The call stack in ocamldebug is the real call stack, so functions that have made a tail call don't show up in it. This is confusing. How can I get a backtrace that includes tail calls?
The easiest way is to change your function so that it is not tail-recursive anymore. This is what I use when I want good backtraces displayed when an exception aborts the program (no need for ocamldebug in this case, running the program under OCAMLRUNPARAM="b" is enough; documentation).
My personal technique is to change the tail call into
let result = <tail call> in result
Ocaml mostly compile the code as it is written, and in this case it's great: the compiler doesn't inline this and you get a nice-looking backtrace. Of course you can easily remove this deoptimization once the bug is found.

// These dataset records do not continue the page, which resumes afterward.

PR #690, opened 2026-07-29
Use a real directory for hermetic Clang strip discovery

dzbarsky:
Follow up to #689.

Go's macOS external linker discovers `strip` by running Clang with `--print-prog-name strip`. Clang interprets an existing `COMPILER_PATH` directory as a directory containing an executable named `strip`, but the prebuilt and bootstrap toolchains provide `llvm-strip`. The existing `{llvm}-` and `{llvm_bin}/llvm-` settings therefore rely on Clang's fallback behavior for a nonexistent executable prefix and concatenate text onto a Bazel-formatted executable path.

Use the existing `cc_tool` to create a lightweight executable alias named `strip` (or `strip.exe` on Windows), use Skylib `directory` and `subdirectory` to expose its actual directory as `DirectoryInfo`, and set `COMPILER_PATH` to `{llvm_bin}` for both prebuilt and bootstrap toolchains. Add each directory to the link wrapper's action inputs and remove the bootstrap `llvm` executable introduced only for the previous `{llvm}-` setting. Keep the existing macOS cgo regression test and `tools/internal/link_wrapper.c` unchanged.

Validation:

- [The unchanged macOS cgo regression fails when `COMPILER_PATH` is removed](https://app.buildbuddy.io/invocation/4646d6af-5da2-4102-89aa-bd206c1ce9b7): `exec: "strip": executable file not found in $PATH`.
- [All six existing cgo tests pass with the real-directory fix](https://app.buildbuddy.io/invocation/c5bd86e8-7628-4eed-91db-7382926313f6).
- Buildifier and `git diff --check` pass.


cerisier (commented):
Is strip the only binary concerned by compiler path ? Will this affect discovery of other orchestrated binaries ?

(This works fine when you have only a few tail calls; if you have a lot of them, you can wrap the whole function body into a let result = <body> in result, but I find it a bit less convenient and clear.)
If you need the function to still be taill-call (e.g., you have a OS-set stack size limit that you may exhaust), you could reify the call stack for this function into a data structure, turning
let rec f arg1 arg2 .. argN =
...
f arg1' arg2' .. argN'
into
let rec f stack arg1 arg2 .. argN =
let stack' = (arg1,arg2,..,argN)::stack in
...
f stack' arg1' arg2' .. argN'
Then you can, in a ocamldebug, examine the value of the stack variable, to get a function-specific stack trace.
To see where the real tail call is, I can repeatedly type "start" to reverse execute and pop the stack until I get to the call destination of interest, and then backstep. Laborious, and has to be done on a call-by-call basis, but it works.